Мы сходили гулять с его псом. Купили еще - на его. Ветер гнал по
небу рваные тучи, и казалось, что они свистят и скрежещут, как подбитые
самолеты. Мы вернулись ко мне.

Так продолжалось всю неделю. Я уходил под утро и возвращался под
вечер. Мы ели жареную картошку и пили водку. То молча, то под музыку.
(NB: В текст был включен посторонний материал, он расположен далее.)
PR #1732, opened 2018-07-03
fix(core/xref): use empty data-cite for local references

sidvishnoi:


tests/spec/core/xref-spec.js
```diff
@@ -65,14 +65,24 @@ describe("Core — xref", () => {
         <p>As <a data-cite="!infra">ASCII uppercase</a> is valid dfn, it resolves to fragment. a local data-cite (infra) overrides parent's datacite.</p>
 
         <p>As <a data-cite="!infra">ASCII uppercasing</a> doesn't exist in INFRA, it resolves to spec only.</p>
+
+        <!-- local links with empty parent data-cite -->
```
marcoscaceres: This test might be getting a little big... would be good to split it, but have both conditions tested: that is, local link, and external link inside the section.

src/core/link-to-dfn.js
```diff
@@ -125,10 +127,17 @@ export async function run(conf, doc, cb) {
     }
   });
 
+  const additionaExternalLinks = [
```
marcoscaceres: A comment here would be nice, saying what "additionExternalLinks" are.

src/core/link-to-dfn.js
```diff
@@ -125,10 +127,17 @@ export async function run(conf, doc, cb) {
...
+    ...document.querySelectorAll(
+      "a[data-cite]:not([data-cite='']):not([data-cite*='#'])"
+    ),
+  ].filter(el => {
```
marcoscaceres: Looks like this is mapping? 

.map(el=> el.closest("[data-cite]")).filter(closest = > !closest || closest.dataset.cite !== "")

sidvishnoi: No. Not a mapping here.
The present one takes into account links of type `<section data-cite="foo"><a>bar</a></section>` and `<section><a data-cite="foo">bar</a></section>`. 
What we need in `additionalLinks` is the `el` itself, and not `el.closest()`

marcoscaceres: ok, cool.

PR #2613, opened 2019-12-07
refactor(core/utils): add `htmlJoinAnd` utility

### LINKED ISSUE #2551: Remove raw HTML string interpolation

SuyashSalampuria:
Fixes #2551 
Written the htmlJoinAnd function and replaced joinAnd with it at one place in w3c/headers.js
`joinAnd` is still used in w3c/headers.js  at line 432 and line 544. 
In line 544, only one argument(array) is passed in joinAnd. The function to convert it to html elements is not there. 
In line 432, the tests are written, which expects it to be a string. So, htmlJoinAnd can't be used


src/core/utils.js
```diff
@@ -494,6 +495,30 @@ export function flatten(collector, item) {
...
+      return items[0];
+    case 2: // x and y
+      return hyperHTML`${items[0]} and ${items[1]}`;
+    default: {
+      // x, y, and z
+      let joinedItems = ``;
+      for (let i = 0; i < array.length - 1; i++) {
+        joinedItems = `${joinedItems}, ${items[i]}`;
+      }
+      joinedItems = `${joinedItems} and ${items[length - 1]}`;
```
saschanaz: The result of this loop is a bit broken by two ways.

* Consider we have `["x", "y", "z"]` in the array. `joinedItems` will first be `""`, and then `", x"`, `", x, y"`, and finally `", x, y and z"`, which is not what we want. The result should be: `"x, y, and z"`.
* This still does interpolation *before* we pass it into hyperHTML. We should do interpolation *with* hyperHTML so that it can process `HTMLElement`s properly, not stringifying it into `[object HTMLElement]`.

Tests are passing anyway, as it turns out there is no test for `conf.wgHTML`...

But still, this PR is now small enough to review and doesn't break any other things, which is a big 👍! 😁

SuyashSalampuria: @saschanaz I have updated the PR. Please review it once more. 
Thanks for helping me so much

src/core/utils.js
```diff
@@ -494,6 +495,30 @@ export function flatten(collector, item) {
...
+      return items[0];
+    case 2: // x and y
+      return hyperHTML`${items[0]} and ${items[1]}`;
+    default: {
+      // x, y, and z
+      let joinedItems = `${items[0]}`;
+      for (let i = 1; i < items.length - 1; i++) {
+        joinedItems = hyperHTML`${joinedItems}, ${items[i]}`;
+      }
+      joinedItems = hyperHTML`${joinedItems} and ${items[length - 1]}`;
```
saschanaz: * This still treats `items[0]` as a string 👀, we should also pass it into hyperHTML.
* Too easy to forget `hyperHTML` here, so how about:

   ```js
   const joinedItems = items.slice(-1).map(item => hyperHTML`${item}, `);
   return hyperHTML`${joinedItems} and ${items[items.length - 1]}`;
   ```

   IMO much shorter in this way. (The value of `joinedItems` never changes which leads to more readable code, and also adds a required comma before "and".)

* Note that `length` here is undefined, should be `items.length` instead.

SuyashSalampuria: items is an array of hyperHTML elements. So items[0] should be an HTML element here.

I will just change length to items.length

SuyashSalampuria: Also 
`const joinedItems = items.slice(-1).map(item => hyperHTML`${item}, `);
return hyperHTML'${joinedItems} and ${items[items.length - 1]}';`
will return the last element twice separated by both `,` and `and`
`const joinedItems = items.slice(0,-1).map(item => hyperHTML`${item}, `);
return hyperHTML'${joinedItems} and ${items[items.length - 1]}';`
will have the same problem as my previous code had.

SuyashSalampuria:
@saschanaz is this PR fine or I need to make more changes

SuyashSalampuria:
> Sorry for the delay! We still have a remaining work: adding a test, although the code itself looks good now +1
> 
> Since there is no test for `htmlJoinAnd`, we want to add one in [`tests/spec/core/utils-spec.js`](https://github.com/w3c/respec/blob/develop/tests/spec/core/utils-spec.js).
> 
> Basically the test would be similar with:
> 
> https://github.com/w3c/respec/blob/b9dab188f0eb460980fcabac718e85cb421fed47/tests/spec/core/utils-spec.js#L324-L337
> 
> But the input here should be `HTMLElement` arrays and we should make sure that the return value contains those elements intact. (That means we can't simply compare with a string here.)
> 
> Since you already did a good job, maybe I can do the test part (please tell me if you want me to do so), but if you want to continue your challenge, please do! grin

Please let me take up this challenge :)

saschanaz:
BTW, make sure you don't commit `builds/` as we only actually update them when getting a new release. 😁

saschanaz:
One more request while you're at it:

https://github.com/w3c/respec/blob/24a54cad846a0f833d095395d369beda8cfb8e0c/src/w3c/templates/sotd.js#L333

Please replace `[conf.wgHTML]` here with `conf.wgHTML` as the array becomes redundant with this change 👍 (It's a weird hyperHTML way to mark the input as a raw string.)

SuyashSalampuria:
The code is almost ready. I think that I will be able to commit it by tomorrow :)
Thanks @saschanaz for helping me so much

SuyashSalampuria:
@saschanaz  Please help me in this
_case 2: // x and y
      return `${items[0]} and ${items[1]}`;_
goes fine with the test:
     _expect(utils.htmlJoinAnd(["x", "x"])).toEqual(`x and x`);_

But 
_case 2: // x and y
      return hyperHTML`${items[0]} and ${items[1]}`;_
gives an error with the test
      _expect(utils.htmlJoinAnd(["x", "x"])).toEqual(hyperHTML`x and x`);_
The error is
 _Expected Pe({ childNodes: [ HTMLNode, HTMLNode, HTMLNode, HTMLNode, HTMLNode ], firstChild: HTMLNode, lastChild: HTMLNode, ownerDocument: HTMLNode, _: null }) to equal HTMLNode._
 If the test is 
   _expect(utils.htmlJoinAnd(["x", "x"]).firstChild).toEqual(hyperHTML`x and x`);_
The error is 
  _Expected HTMLNode to equal HTMLNode._

SuyashSalampuria:
Also, if any test is written for any hyperHTML element, please send it . 
It will be much helpful

saschanaz:
Because with hyperHTML we return a hyperHTML object instead of a string.

We probably want something like:

```js
const div = document.createElement("div");
const render = hyperHTML.bind(div);
render`${utils.htmlJoinAnd(["<x>", "<x>"], item => hyperHTML`<a>${item}</a>`)}`
expect(div.innerHTML).toBe("<a>&lt;x&gt;</a> and <a>&lt;x&gt;</a>");
```

(Might include some error, @sidvishnoi could you take a look? I'm out now, sorry 😅)

sidvishnoi:
@SuyashSalampuria The tests suggested by @saschanaz are the way to go. Don't forget to import `hyperHTML` in `utils-spec.js` though.

Also, instead of testing innerHTML, try using `querySelector` and `textContent`, as hyperHTML will insert some HTML comments which will change on each test run. Something like following maybe:

``` js
      const div = document.createElement("div");
      hyperHTML.bind(div)`${utils.htmlJoinAnd(
        ["<x>", "<y>"],
        item => hyperHTML`<a>${item}</a>`
      )}`;
      expect(div.textContent).toBe("<x> and <y>");
      const [linkA, linkB] = div.querySelectorAll("a");
      expect(linkA.textContent).toBe("<x>");
      expect(linkB.textContent).toBe("<y>");
```

SuyashSalampuria:
Thanks @sidvishnoi  @saschanaz  a lot for your help

tests/spec/core/utils-spec.js
```diff
@@ -453,6 +454,47 @@ describe("Core - Utils", () => {
     });
   });
 
+  describe("htmlJoinAnd", () => {
+    it("joins with proper commas and 'and'", () => {
+      const div = document.createElement("div");
+
+      hyperHTML.bind(div)`${utils.htmlJoinAnd(
```
saschanaz:
```js
const render  = hyperHTML.bind(div);
render`...`
```

... will be make this shorter 👍

tests/spec/core/utils-spec.js
```diff
@@ -453,6 +454,47 @@ describe("Core - Utils", () => {
...
+        [],
+        item => hyperHTML`<a>${item}</a>`
+      )}`;
+      expect(div.textContent).toBe("");
+
+      hyperHTML.bind(div)`${utils.htmlJoinAnd(
+        ["x"],
+        item => hyperHTML`<a>${item}</a>`
+      )}`;
+      expect(div.textContent).toBe("x");
```
saschanaz: Not just "x", we should try inserting some HTML and check it escapes well. `"<x>"` may work.

tests/spec/core/utils-spec.js
```diff
@@ -453,6 +454,42 @@ describe("Core - Utils", () => {
     });
   });
 
+  describe("htmlJoinAnd", () => {
+    it("joins with proper commas and 'and'", () => {
+      const div = document.createElement("div");
+      const render = hyperHTML.bind(div);
+
+      render`${utils.htmlJoinAnd([], item => hyperHTML`<a>${item}</a>`)}`;
+      expect(div.textContent).toBe("");
```
saschanaz: We additionally need to check we get `<a>` as expected. Just `expect(div.getElementsByTagName("a").length).toBe(...)` would be fine.

SuyashSalampuria:
Thanks @saschanaz a lot. 
Such a small task seemed to be so big because of me.
I hope I will get better and will be able to contribute a lot now

saschanaz:
> Such a small task seemed to be so big because of me.

No way! You did a good job even when you didn't have hyperHTML experience, which is amazing 👍

> I hope I will get better and will be able to contribute a lot now

Yay, please do 😍

src/core/utils.js
```diff
@@ -494,6 +495,25 @@ export function flatten(collector, item) {
 
 // --- DOM HELPERS -------------------------------
 
+// Takes an array and returns a string that separates each of its items with the proper commas and
```
sidvishnoi: I think there is some room for improvement in this comment.

src/core/utils.js
```diff
@@ -494,6 +495,25 @@ export function flatten(collector, item) {
...
+// "and". The second argument is a mapping function that can convert the items before they are
+// joined
+// Finally converts to hyperHTML while joining them
+// htmlJoinAnd(["x"])).toEqual(hyperHTML`x`);
+export function htmlJoinAnd(array = [], mapper = item => hyperHTML`${item}`) {
```
sidvishnoi: I don't think array can be undefined. If it is, it's a usage error.
Maybe use JSDoc/ts-check to ensure that it's an error.

src/core/utils.js
saschanaz: Agree, and this means our existing comment for `joinAnd` is also bad... 😱

Maybe some JSDoc will allow removing some prose.

tests/spec/core/utils-spec.js
```diff
@@ -453,6 +454,49 @@ describe("Core - Utils", () => {
...
+      expect(div.getElementsByTagName("a").length).toBe(3);
+
+      render`${utils.htmlJoinAnd(
+        ["<x>", "<x>", "<x>", "<x>"],
+        item => hyperHTML`<a>${item}</a>`
+      )}`;
+      expect(div.textContent).toBe("<x>, <x>, <x>, and <x>");
+      expect(div.getElementsByTagName("a").length).toBe(4);
+
+      render`${utils.htmlJoinAnd(
```
sidvishnoi: Maybe skip this one test and add a `<X>` in previous test.

src/core/utils.js
saschanaz: TS strict mode is needed to check `undefined`. Not sure we are ready to be strict though 😥

sidvishnoi: 159 errors with `strictNullChecks` :grin: 
I think it's fine to add JSDoc here enforcing `any[]`. It's cleaner in terms of this util API (and we're the sole users of this util)

src/core/utils.js
saschanaz: My suggestion:

```js
/**
 * Separates each item with proper commas and "and".
 * @param {string[]} array
 * @param {(str: string) => object} mapper
 */
```

Anything else looks redundant.

sidvishnoi: LGTM.

marcoscaceres: Suggested comment looks good.

SuyashSalampuria: Shall I try using JSDoc

src/core/utils.js
saschanaz: Final nit (sorry to add again and again 😭):

```suggestion
export function htmlJoinAnd(array, mapper = item => item) {
```

Removing array default value as @sidvishnoi mentioned, and reverting mapper default value because `` hyperHTML`${item}` `` doesn't really do anything here (it's near no-op).

src/core/utils.js
saschanaz: Yup, https://github.com/w3c/respec/pull/2613#discussion_r356013231 uses JSDoc syntax. (Note the use of `/**` and `@param`.)

SuyashSalampuria:
@sidvishnoi  Thanks for commit of reduntant test :)
I had just began working on it though.

src/core/utils.js
```diff
@@ -494,6 +495,25 @@ export function flatten(collector, item) {
...
+ * Separates each item with proper commas and "and".
+ * @param {string[]} array
+ * @param {(str: string) => object} mapper
+ */
+export function htmlJoinAnd(array, mapper = item => item) {
+  const items = array.map(mapper);
+  switch (items.length) {
+    case 0:
+    case 1: // "x"
+      return hyperHTML`${items[0]}`;
```
saschanaz:
```suggestion
      return items[0];
```

Another final nit (will commit this myself)

PR #2615, opened 2019-12-09
refactor(core/markdown): parse blocks in native way

saschanaz:
Previously the module parsed leaf elements as markdown and then parsed their parents again including the same children, resulting overheads (and harder-to-understand code).

Now this change utilizes [native Markdown syntax](https://spec.commonmark.org/0.29/#example-157) to allow block level Markdown:

```markdown
<section>

# Markdown allows this if double newlines exist after an HTML start tag

__Yay!__

</section>
```

```markdown
<section>
<!--
This is incompatible markdown, we previously manually querySelectorAll'ed and parsed this.
Now the PR just adds newline for marked to properly detect this block as markdown.
 -->
# title
</section>
```

No additional tests needed as this is already covered.


saschanaz:
Or we may just drop this and force specs to add proper newlines...

saschanaz:
>I think if an editor uses markdown, then we should do no special handling (stick to the standards!). 

@marcoscaceres Does that mean we should drop this complexity? This PR still does same special handling as we did but with less overhead.

marcoscaceres:
> @marcoscaceres Does that mean we should drop this complexity? This PR still does same special handling as we did but with less overhead.

The only way we can drop the complexity is if we won't break specs. We would need to check... but if specs are depending on it, then we can't drop it.

saschanaz:
Per https://github.com/WICG/serial/pull/75 I think we need this.

Issue #2566, opened 2019-11-11
Add support for `data-local-lt`


marcoscaceres:
Right now, we have a situation where we are exporting, for example:
```
<dfn data-lt=
        "installing|installed|installation" data-export="">install</dfn>
```

We should provide a means to exclude some terms from being exported. BikeShed uses `data-local-lt`, I believe, to achieve the same thing. Would be good if we supported the same thing.

saschanaz:
Relevant Bikeshed doc: https://tabatkins.github.io/bikeshed/#local-lt

marcoscaceres:
Added documentation:
https://github.com/w3c/respec/wiki/data-local-lt

@sidvishnoi, want to check it?

sidvishnoi:
Nice. Thanks!

PR #2616, opened 2019-12-09
enhancement(core/dfn): add support for `data-local-lt`

sidvishnoi:
Closes https://github.com/w3c/respec/issues/2566


sidvishnoi:
I'll look for things that can be moved from `lt` to `local-lt`

PR #2619, opened 2019-12-10
chore(ci): allow skipping builds

sidvishnoi:


sidvishnoi:
If `event_type` is `"pull_request"`, we don't have access to `head_commit` (hence commit message) :sob: 
Can add a bash script in action, but not worth it maybe. Re-open if this interests you.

Оказалось, что он очень стосковался по тем немногим и редким музыкам,
которые нравились ему тогда, несколько лет назад. Я заметил, что только
музыка способна переводить его из медитативного бодрствования в состояние
грезы и обратно. Каждый из нас, включая и пса, ложился спать тогда, когда
хотел. Утром же я снова отправлялся на работу. Такие режимы были мне вполне
привычны - мне всегда приходилось не спать по ночам, жизнь в моей среде
проходила больше по ночам, а работа по утрам у меня не отменялась никогда.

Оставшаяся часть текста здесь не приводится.